I happened across the performance benchmark here and I was curious why clojure was getting beaten by java.
So I tossed it into the profiler (after modifying their version to use unchecked math - which didn't help) and nothing shows up. hmm. decompile and find that
// Decompiling class: leibniz$calc_pi_leibniz
import clojure.lang.*;
public final class leibniz$calc_pi_leibniz extends AFunction implements LD
{
public static double invokeStatic(final long rounds) {
final long end = 2L + rounds;
long i = 2L;
double x = 1.0;
double pi = 1.0;
while (i != end) {
final double x2 = -x;
final long n = i + 1L;
final double n2 = x2;
pi += Numbers.divide(x2, 2L * i - 1L);
x = n2;
i = n;
}
return Numbers.unchecked_multiply(4L, pi);
}
@Override
public Object invoke(final Object o) {
return invokeStatic(RT.uncheckedLongCast(o));
}
@Override
public final double invokePrim(final long rounds) {
return invokeStatic(rounds);
}
}
So looks like the double/long boundary is costing us at least a method lookup maybe in Numbers.divide?
So I just coerce everything to double (even our index variable):
(def rounds 100000000)
(defn calc-pi-leibniz2
"Eliminate mixing of long/double to avoid clojure.numbers invocations."
^double
[^long rounds]
(let [end (+ 2.0 rounds)]
(loop [i 2.0 x 1.0 pi 1.0]
(if (= i end)
(* 4.0 pi)
(let [x (- x)]
(recur (inc i) x (+ pi (/ x (dec (* 2 i))))))))))

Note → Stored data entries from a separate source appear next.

PR #853, opened 2026-08-12
feat(network): reach every node, which following links cannot

### LINKED ISSUE #811: feat: support network (node-link) diagrams
## Description

Force-directed and other node-link graphs (Highcharts `networkgraph`, ECharts `graph`, D3 force layouts, `packedbubble`) are unsupported.

## Relationship to sankey

Same requirement: a graph cursor that moves between nodes along edges. A sankey is a directed, layered, weighted graph; a general network drops the layering and may be undirected. If the graph navigation built for sankey is written against nodes and edges rather than against stages, this becomes largely a matter of relaxing constraints.

## What is specific here

- Node **degree** and neighbour count are primary information and belong in the announcement.
- Layout position is emergent and carries no meaning, so it must not be announced as if it did — a real risk given that highlighting works in SVG coordinates.
- Useful orderings (by degree, by cluster) matter more than any spatial order, and fit the rotor.
- Connected components should be discoverable; a reader must not silently get stuck in one.

## Difficulty

High, substantially lower if sankey lands first.

jooyoungseo:
Closes #811. **This completes tier C of #814** — the last of the five.

The issue frames this as relaxing the sankey's constraints, and that is what it is: undirected links, and no stages, because a force layout has no columns to lay anything out along. It addresses all four of the issue's "what is specific here" points directly.

## Layout position carries no meaning, so it is not in the schema at all

The issue flags this as *"a real risk given that highlighting works in SVG coordinates."* The strongest available answer was to make the temptation impossible: **`NetworkPoint` has no `x` or `y`.** Where a force-directed node lands is a fact about the solver's seed rather than about the data, and a field that existed would eventually be announced. Highlighting goes through selectors, as everywhere else. An e2e test asserts the declared keys are exactly `source` and `target`.

## A reader must never be stuck in one group

This is the requirement that decided the whole navigation. Following links only ever reaches the component you are in — so on the example chart, an arrow that followed links from Ada would reach five people and leave the other four unreachable *and unannounced*. So the arrows do not follow links:

| key | move |
|---|---|
| **left / right** | walk this group, most connected first |
| **up / down** | move to another group entirely |

Between them they reach every node, and a test walks the chart with arrows alone and asserts it collects all eight names. Every announcement also carries `Group 1 of 3, 5 nodes`, so a reader in one group knows the chart is larger than what they can walk.

Following a link is the **rotor** — which is also where it belongs on an undirected graph. A node's neighbours have equal status, so there is no "the" edge for an arrow to take, unlike a sankey where the widest ribbon is the one an eye follows.

## Degree is primary information, so it is in every announcement

`Links is 4, to Grace, Alan, Edsger and 1 more`. Nodes are ordered by degree within their group, so a reader arrives on the hub — which is usually the whole reason the chart was drawn. An isolated node says `Links is none` rather than staying silent: it is drawn sitting apart, and that is what the picture shows.

Links are undirected, so a link is a fact about both ends. One declared **twice**, as several libraries emit an undirected edge, counts once — counting it twice would report a degree the picture does not show. A self-link is not a connection to anyone.

## Useful orderings over spatial ones

Degree order is the arrow order; group order is the row order, largest group first. Both are real structure. The description names the hubs, the group sizes — *"structure a reader following links can never discover, because links do not cross between groups, which is what makes them groups"* — and the unconnected nodes.

## Braille

One row per group, scaled across the **whole chart** rather than per group. That is the opposite of the treemap's choice and deliberate: degree is comparable everywhere, and a per-group scale would make a hub of three feel like a hub of thirty. `docs/BRAILLE.md` states that the links have no representation at all, which is most of the chart, and that the display gives the degree distribution while the announcement gives the topology.

## Verification

- `npm test` — **2526 + 73 passed**, 180 suites (24 new unit tests)
- `npx playwright test --project=chromium network` — **7 passed**

**Revert-checked:** removing the cross-group arrows fails 5 tests including "every node is reachable with the arrows alone"; making links one-way fails 6; unanchoring the rotor fails 2.

One arithmetic error of mine on the way: I wrote the fixture believing Ada had three collaborators when the links give her four. The code was right; six expectations and a comment were wrong, and they are fixed.

---


jooyoungseo:
You are right, and this is the more embarrassing of the two options you offered: not "highlighting is out of scope here", but a stub I left behind with a docstring describing what it was going to do. `flat` was resolved, length-checked, and discarded. Fixed in 6f05d23.

**Wiring it up properly, not documenting it away.** You noted that "no visual highlight by design" is arguably defensible given that layout position carries no meaning — I don't think it is. The links are drawn, they are real structure, and a sighted collaborator or a magnifier user watching the cursor should see where it is. What position carries no meaning rules out is *announcing* a location, not lighting one up.

A node now highlights the line drawn for its **most connected neighbour**, which is also the rotor's first step from there — so the highlight and the next keystroke never disagree about which neighbour is nearest. An isolated node keeps the placeholder: it has no line to point at, and somebody else's would be worse than none.

You also spotted the missing piece exactly — `NetworkNode.links` held neighbour node indices with no way back to the declared link. It now carries `linkAt` alongside, and the reason is the same one from #852: `links` is sorted by degree while a selector list is in declared order, so pairing by rank highlights whichever line happens to sit at that position. `test/model/networkHighlight.test.ts` is deliberately built so those two orders disagree — Ada's first link is authored to Edsger but her most connected neighbour is Grace — and it fails **both** ways: reinstating the stub, and pairing by rank (`Expected "Ada-Grace", Received "Ada-Alan"`).

**Why this slipped past `npm test` and the e2e suite, which is the part worth recording.** Audio, text and braille all read from `this.nodes`/`this.grid`, which the bug never touched. All three were correct. On this project that produces an odd shape of failure: the modality that broke is the one our users do not use, while the three they do use kept saying exactly the right thing — so nothing in an accessibility-focused suite could notice. That is now the second highlight-only bug in two PRs, so both traces have a jsdom highlight test rather than relying on the other three modalities.

Both minor points taken: each node stores its own `id` instead of an `indexOf` scan per rotor step, and the factory case is back in alphabetical order.

Green: `lint:fix`, `type-check`, `build`, **2529 + 73** unit and component tests across 181 suites, and the 7 network e2e specs.

---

leibniz=> (c/quick-bench (calc-pi-leibniz rounds))
Evaluation count : 6 in 6 samples of 1 calls.
Execution time mean : 575.352216 ms
Execution time std-deviation : 10.070268 ms
Execution time lower quantile : 566.210399 ms ( 2.5%)

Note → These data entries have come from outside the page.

PR #187, opened 2018-10-29
fix(compose) use kong user for pg healthcheck

rainest:
Use the `kong` user for Postgres healthchecks instead of `postgres`. An [upstream fix to the Postgres image](https://github.com/docker-library/postgres/commit/3f585c58df93e93b730c09a13e8904b96fa20c58) removes the default `postgres` user if another user is specified.

Fix #180
Fix #179
Fix #174

PR #189, opened 2018-10-30
set the default PG_USER in .env

hutchic:
Inspired by https://github.com/Kong/docker-kong/pull/187/files set a sensible default for the postgres user which can be overridden by exporting `PG_USER` as an environment variable

### DIFF
--- a/compose/.env
+++ b/compose/.env
@@ -1,0 +1,1 @@
+PG_USER=kong
--- a/compose/.env
+++ b/compose/.env
@@ -1,1 +1,0 @@
-PG_USER=kong
--- a/compose/docker-compose.yml
+++ b/compose/docker-compose.yml
@@ -3,10 +3,10 @@ services:
   kong-database:
     image: postgres:9.5
     environment:
-      - POSTGRES_USER=${PG_USER}
+      - POSTGRES_USER=${PG_USER:-kong}
       - POSTGRES_DB=kong
     healthcheck:
-      test: ["CMD", "pg_isready", "-U", "${PG_USER}"]
+      test: ["CMD", "pg_isready", "-U", "${PG_USER:-kong}"]
       interval: 30s
       timeout: 30s
       retries: 3
@@ -21,6 +21,7 @@ services:
       - KONG_DATABASE=postgres
       - KONG_PG_HOST=kong-database
       - KONG_PG_DATABASE=kong
+      - KONG_PG_USER=${PG_USER:-kong}
       - KONG_ADMIN_LISTEN=0.0.0.0:8001        
     ports:
       - "8000:8000"
--- a/compose/docker-compose.yml
+++ b/compose/docker-compose.yml
@@ -3,10 +3,10 @@ services:
   kong-database:
     image: postgres:9.5
     environment:
-      - POSTGRES_USER=kong
+      - POSTGRES_USER=${PG_USER}
       - POSTGRES_DB=kong
     healthcheck:
-      test: ["CMD", "pg_isready", "-U", "postgres"]
+      test: ["CMD", "pg_isready", "-U", "${PG_USER}"]
       interval: 30s
       timeout: 30s
       retries: 3


chris-scentregroup:
This is my result using this compose now:
```
$ docker-compose up
WARNING: The PG_USER variable is not set. Defaulting to a blank string.
Recreating compose_kong-database_1 ... done
Recreating compose_kong_1          ... done
Attaching to compose_kong-database_1, compose_kong_1
kong-database_1  | LOG:  database system was interrupted; last known up at 2018-11-01 05:40:43 UTC
kong-database_1  | LOG:  database system was not properly shut down; automatic recovery in progress
kong-database_1  | LOG:  invalid record length at 0/183A728
kong-database_1  | LOG:  redo is not required
kong-database_1  | LOG:  MultiXact member wraparound protections are now enabled
kong-database_1  | LOG:  autovacuum launcher started
kong-database_1  | LOG:  database system is ready to accept connections
kong-database_1  | FATAL:  role "root" does not exist
kong-database_1  | FATAL:  role "root" does not exist
kong-database_1  | FATAL:  role "root" does not exist
```

chris-scentregroup:
Perhaps we can solve not needing the `.env` by doing defaults like this:
```
services:
  kong-database:
    image: postgres:9.5
    environment:
      - POSTGRES_USER=${PG_USER:-kong}
      - POSTGRES_DB=kong
    healthcheck:
      test: ["CMD", "pg_isready", "-U", "${PG_USER:-kong}"]
      interval: 30s
      timeout: 30s
      retries: 3
    restart: on-failure
```

hutchic:
@chris-scentregroup that's odd 🤔 

The docker-compose manual is fairly clear that `.env` should set the environment variable in the absence of you having one. https://docs.docker.com/compose/environment-variables/#the-env-file

It works for me on the following setup:
```
 docker version
Client:
 Version:      17.05.0-ce
 API version:  1.29
 Go version:   go1.7.5
 Git commit:   89658be
 Built:        Thu May  4 22:10:54 2017
 OS/Arch:      linux/amd64

Server:
 Version:      17.05.0-ce
 API version:  1.29 (minimum version 1.12)
 Go version:   go1.7.5
 Git commit:   89658be
 Built:        Thu May  4 22:10:54 2017
 OS/Arch:      linux/amd64
 Experimental: false
ubuntu@ip-172-31-24-121:~/projects/mashape/docker-kong/compose$ docker-compose version
docker-compose version 1.21.2, build a133471
docker-py version: 3.3.0
CPython version: 3.6.5
OpenSSL version: OpenSSL 1.0.1t  3 May 2016
ubuntu@ip-172-31-24-121:~/projects/mashape/docker-kong/compose$ uname -a
Linux ip-172-31-24-121 4.4.0-1069-aws #79-Ubuntu SMP Mon Sep 24 15:01:41 UTC 2018 x86_64 x86_64 x86_64 GNU/Linux
ubuntu@ip-172-31-24-121:~/projects/mashape/docker-kong/compose$ lsb_release -a
No LSB modules are available.
Distributor ID: Ubuntu
Description:    Ubuntu 16.04.3 LTS
Release:        16.04
Codename:       xenial
```

try nuking the existing containers if you can and giving it a go from a clean slate `docker-compose rm -f`? Otherwise if your suggestion works as well we'll go with it ¯\\_(ツ)_/¯

chris-scentregroup:
@hutchic shouldn't we be making sure it works out of the box? My solution saves the need to create a `.env` and a dotfile should be hidden and not included in a source repo.

hutchic:
@chris-scentregroup absolutely which is why the `.env` file is committed to the repository so it (at least for me locally) does work out of the box

ref: https://github.com/Kong/docker-kong/blob/fix/configurable-db-user/compose/.env

chris-scentregroup:
`.env` is typically git ignored as its meant to be a local file where users can customise values. If its stored in the repo, user customises values in the file, adds other variables etc. and it comes back as modified.
We should be using defaults per my example or if we do include the `.env` simply use `POSTGRES_USER` saving the need for a worker variable.

chris-scentregroup:
Having success with this https://github.com/flaccid/compose-kong/blob/master/ce/docker-compose.yml where there is no need for a worker variable and does not result in `FATAL:  role "root" does not exist` errors.

hutchic:
@chris-scentregroup doesn't look that different from this PR but still an improvement in spots. 

PR it and I'll merge that and close this one 👍

chris-scentregroup:
Its quite different really, small changes can equal big changes.

Raised https://github.com/Kong/docker-kong/pull/193.

hutchic:
used https://github.com/Kong/docker-kong/pull/193 instead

Execution time upper quantile : 588.772187 ms (97.5%)
Overhead used : 1.884700 ns
nil
leibniz=> (c/quick-bench (calc-pi-leibniz2 rounds))
Evaluation count : 6 in 6 samples of 1 calls.

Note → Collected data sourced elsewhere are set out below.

PR #192, opened 2018-11-06
Bumbed compose version, fixed user, and passed all params

vegasbrianc:
Updated the compose:
- Bumped compose version to support new functionality
- added network kone-net
- added volume kong_data for DB state

### DIFF
--- a/compose/docker-compose.yml
+++ b/compose/docker-compose.yml
@@ -1,4 +1,10 @@
 version: '2.1'
+
+volumes:
+    kong_data: {}
+
+networks:
+  kong-net:
 services:
   kong:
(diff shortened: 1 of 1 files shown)


hutchic:
we've heavily updated `docker-compose.yml` recently. The changes include some of the improvements you have proposed.

Update this PR so it's only the network and volume would still be good improvements 👍 

If we do upgrade `docker-compose` to `version: '3.1'` we'll need to double check if it's necessary to add a `restart: always` to Kong with the (unfortunate) deprecation of `depends_on`

hutchic:
Thanks @vegasbrianc 👍

PR #193, opened 2018-11-08
Various compose improvements

flaccid:
- alternative/better solution for pull #189 
- add use of postgres password for db service
- add in some more env vars for kong

### DIFF
--- a/compose/docker-compose.yml
+++ b/compose/docker-compose.yml
@@ -1,6 +1,6 @@
 version: '2.1'
 services:
-  kong-ce:
+  kong:
     image: "${KONG_DOCKER_TAG:-kong:latest}"
     command: kong start --run-migrations
     depends_on:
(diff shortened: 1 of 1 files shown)


compose/docker-compose.yml
```diff
@@ -1,31 +1,42 @@
 version: '2.1'
 services:
-  kong-database:
+  kong-ce:
```
hutchic: can we leave this as `kong:`?

hutchic:
If we are we should add that to the repository somewhere or cross-link to https://github.com/Kong/kong/blob/master/CONTRIBUTING.md#commit-message-format

thibaultcha:
We most definitely are, as pointed out already in a few commits that made it to master last week. 

The lack of contributing file is not really an excuse, as the format is project-wide policy, and a quick glance at the commit history is a strong hint that the format is used in the repository as well.

PR #194, opened 2018-11-12
feat(exit) add script for graceful exit

Tieske:
This adds a script to do a graceful exit. It takes 2 parameters, pre-timeout and post-timeout.

TLDR:

 - pre-timeout allows to drain NEW connections coming in
 - post-timeout allows to drain ACTIVE connections to completion

The pre-timeout (default 3 seconds) is the wait period before the actual exit is executed. This is useful for orchestration tools (👀 at you k8s!), that are eventually consistent in their updates. Without the wait period, Kong will stop accepting new connections before the loadbalancers and other components are updated and actually stop sending new connections, which causes lost connections.

The post-timeout is the standard timeout used for the `kong quit` command.

So using this script in Kubernetes allows to set a PreStop hook:
```yaml
            preStop:
              exec:
                command: ["/graceful-exit.sh", [3], [10]]
```

NOTE: untested, for discussion only (also needs updates to the others if accepted)

### DIFF
--- a/alpine/Dockerfile
+++ b/alpine/Dockerfile
@@ -17,6 +17,7 @@ RUN apk add --no-cache --virtual .build-deps wget tar ca-certificates \
 	&& apk del .build-deps
 
 COPY docker-entrypoint.sh /docker-entrypoint.sh
+COPY graceful-exit.sh /graceful-exit.sh
 ENTRYPOINT ["/docker-entrypoint.sh"]
 
 EXPOSE 8000 8443 8001 8444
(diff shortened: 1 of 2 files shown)


james-callahan:
What made you pick 3 seconds?
I'm always wary of adding sleeps into init scripts: they're a source of all sorts of "that was weird" bugs where "restart it" fixes it.
Is there some event we could wait on instead?

Tieske:
no event that I know of. It would have to be something like "x amount of time that Kong did not receive any new connections", but that sounds awful

Tieske:
@hutchic can you have a look? if this is something we want, we should update it, if not, feel free to close. Essentially it was just for discussion purposes anyway. So let's decide and move on.

Tieske:
since https://github.com/Kong/kong/pull/4201 introduced a `--wait` flag, this is no longer needed.

PR #205, opened 2018-12-21
feat(plugins) enables adding custom plugins/template

Tieske:
new dockerfile that extends an existing Kong image by injecting custom plugins (with all their dependencies) and/or a custom template in a new image.

Not sure this is the right place, or if I should create a separate repository for it...


Tieske:
@hutchic By now I actually think this PR belongs in this repo. This is the goto reference for creating docker files, and as such the customization  belong here imo.

Can we merge this?

Tieske:
@hutchic ping

hutchic:
I think going a different direction then this would be preferable (specifically git://kong-build-tools `make development`) but this isn't causing any regression or breaking change so let's go ahead and merge it regardless 👍

Tieske:
@hutchic just to be on the same page here; this is not for development. This is for creating production images, with best-practices Kong images under the hood, just extended with customizations. Packaged as a dockerfile so it makes it easy to include it in a CI/CD pipeline.

So imo a different purpose than the Kong build tools

hutchic:
@Tieske yup ok -- reread the README.md and now I get it let's do it 👍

Execution time mean : 158.509049 ms
Execution time std-deviation : 759.113165 ╡s
Execution time lower quantile : 157.234899 ms ( 2.5%)
Execution time upper quantile : 159.205374 ms (97.5%)
Overhead used : 1.884700 ns
nil
Any ideas why the java implementation not paying the same penalty for division? [both versions are implemented with unchecked-math at :warn-on-boxed].
I also tried a variant with fastmath's primitive math operators and actually got slower. So far nothing has beaten coercing the loop index i
into a double (which I would normally never do).